学校が終わるとウィスロップ行きではなくパース郊外行きのバスに乗った。ところがグルグル巻きになった俺の左手の甲を見るなり、アヤコは物凄い形相になった。
「何考えてるの!ケンカなんか放っておけばいいでしょ!そんな傷を見せに来たわけ!そんなの褒めてもらえるとでも思った?」
ナンシーと全く同じセリフに返す言葉もない。
「今日はその程度で済んだからよかったけど、相手が銃を持っていたらどうするの?ここは外国なんだよ!?」
全面的にアヤコが正しい。確かに彼らがナイフを持っていたら、甲の骨を見る程度では済まなかった。
「…アヤコの言う通りだ。心配させて本当にすまなかった」
アヤコに甘えようと考えていた自分が恥ずかしくなり、口を堅く結んだまま立ち尽くした。

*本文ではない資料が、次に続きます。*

PR #254, opened 2021-03-30
 Removed chap credentials from the PublishContext

suneeth51:
- Removed chap credentials from the PublishContext
- For CV-CSP, the chap credentials are fetched from the Volume response.
- For Nimble-CSP and 3PAR/Primera-CSP, the chap credentials are retrieved from the `hpeNodeInfos` CRD


pkg/driver/node_server.go
```diff
@@ -498,21 +534,15 @@ func (driver *Driver) setupDevice(publishContext map[string]string) (*model.Devi
 		DiscoveryIPs:          discoveryIps,
 		ConnectionMode:        defaultConnectionMode,
 		SecondaryArrayDetails: publishContext[secondaryArrayDetailsKey],
-		EncryptionKey: 		   publishContext[hostEncryptionPassphraseKey],
-	}
-	if publishContext[accessProtocolKey] == iscsi {
```
raunakkumar, line 503: we should still set CHAP only if protocol == iscsi

raunakkumar (approved):
lgtm

pkg/driver/controller_server.go
```diff
@@ -807,11 +806,6 @@ func (driver *Driver) controllerPublishVolume(
 		return nil, status.Error(codes.NotFound, err.Error())
 	}
 
-	if node.ChapUser != "" && node.ChapPassword != "" {
-		decodedChapPassword, _ := b64.StdEncoding.DecodeString(node.ChapPassword)
```
raunakkumar, line 811: Hey @suneeth51 I was just reviewing this with @sneharai4 and we realized that we need to return unencrypted password to CSP.

raunakkumar (changes requested):

pkg/driver/controller_server.go
suneeth51: Sure, I will fix that.

raunakkumar (approved):

sneharai4 (approved):

PR #265, opened 2021-05-05
csi: support for alternate kubelet root directory

raunakkumar:


suneeth51 (changes requested):
As discussed, you can move the env variable read within NewDriver() logic and avoid passing it down as function param.

suneeth51 (approved):
lgtm..

PR #435, opened 2025-02-04
CON-3170:Fix the failures seen in CSI Sanity unit-test case execution

shrey-deshmukh-hpe:
After running multiple test cases, I came to the conclusion that rewriting the old Segments map would have the same effect as commenting out those lines and hence I commented out those lines


shrey-deshmukh-hpe:
Wrong Branch Created

PR #455, opened 2025-06-18
CON-3301 Added changes to skip connection error when creating host in disaster case

jlothe:


pkg/driver/controller_server.go
```diff
@@ -906,10 +906,15 @@ func (driver *Driver) controllerPublishVolume(
 		log.Tracef("Notifying CSP about Node with ID %s and UUID %s", node.ID, node.UUID)
 		log.Tracef("AccessProtocol set is %s", requestedAccessProtocol)
 		node.AccessProtocol = requestedAccessProtocol
-		if err = storageProvider.SetNodeContext(node); err != nil {
-			log.Error("err: ", err.Error())
-			return nil, status.Error(codes.Unavailable,
+		err = storageProvider.SetNodeContext(node)
+		if err != nil {
+			if strings.Contains(err.Error(), "dial tcp") || strings.Contains(err.Error(), "i/o timeout") {
+				log.Errorf("Error connecting to the CSP. err: %s", err.Error())
```
rohit-balakrishna, line 912: We can add a comment stating that we are ignoring the error explicitly and the reasons for the same.

pkg/driver/controller_server.go
```diff
@@ -906,10 +906,20 @@ func (driver *Driver) controllerPublishVolume(
 		log.Tracef("Notifying CSP about Node with ID %s and UUID %s", node.ID, node.UUID)
 		log.Tracef("AccessProtocol set is %s", requestedAccessProtocol)
 		node.AccessProtocol = requestedAccessProtocol
-		if err = storageProvider.SetNodeContext(node); err != nil {
-			log.Error("err: ", err.Error())
-			return nil, status.Error(codes.Unavailable,
-				fmt.Sprintf("Failed to provide node %s to CSP err: %s", node.ID, err.Error()))
+		err = storageProvider.SetNodeContext(node)
+		// Check for error while setting node context. If the error message contains "dial tcp" or "i/o timeout",
+		// these are considered connection errors (e.g., CSP is unreachable or network timeout).
```
rohit-balakrishna, line 911: this should be Array is unreachable right?

rohit-balakrishna (approved):

datamattsson (commented):
I don't quite follow the logic here. Won't this just break very ungraceful in the case of the CSP returns connection errors to the array for any odd reason?

How is this being handled further down the chain during a publish? Unpublish? I thought we'd switch to the secondary array control-plane during a disaster, but that's not the case here?

rohit-balakrishna:
This has been handled in the CSP, closing this PR.

PR #484, opened 2025-12-11
ESC-16671 Fixed the datasourceRef validation issue for nfs pvc clone

jlothe:
**Root cause:** The PVC clone path updated only spec.dataSource.Name, leaving spec.dataSourceRef unset/mismatched, causing validation/controller confusion and failed.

「ゴメン。わたしもついカッとなって言い過ぎちゃった。あなたはケンカを止めようとして間に入ったんだもんね」
アヤコはすっと近づくと、包帯を巻き付けた左手をやさしく両手で包み込んだ。
「まだ痛い?」
「大丈夫だ。心配させてゴメン」
アヤコはふぅとため息をつくと、ようやく部屋の中に入れてくれた。しかしふと途中で彼女は立ち止まると、あの日ジョニーが膝まづいた赤いソファを指さ、「わたしも話したいことがあるの」と突然下を向いた。
「…ゴメン。わたしあなたのことが好きだけど、愛せないかも」
甲の傷がジンジンと脈打った。
一体どこでボタンをかけ間違えたのか。ロッドネスト島からの帰りに感じた違和感がこれほど早く道をふさぐとは思わなかった。
「――実はジョニーから聞いたの。あなたには忘れられない人がいるって。わたしそんなことも知らずに舞い上がっていたんだね。すごく傷ついたよ…」
ジョニーだと?”忘れられない人”とはエマのことか!。
あまりにも悪意あるウソだ。エマに送ったお別れメールをわざわざ声に出して読んでいたではないか。おそらく俺とアヤコの蜜月に気付き、わざわざ話を大きくして吹き込んだに違いない。怒りで目がくらんだ。許さんぞ、ジョニー!。
俺は猛然と立ち上がるとアヤコの手を振りほどいてアパートを後にした。アヤコの呼び止める声も聞こえたが、振り返らず足を速めて夜道を進んだ。
ただ――。
いつかこうなるだろうと思っていた。自制できず、友情を裏切ったのは俺のほうだという事実に足が重くなる。これ以上進んだら危ないと気付いていたのに、性欲に負けたのだ。ふたたび酒で事故を起こしたキムとたいして変わらないではないか。
左手の甲がうるさく脈打つ。包帯を巻いた手を脇の下にはさんでかばいながら、俺はウィスロップの家へと続く黒い闇を急いだ。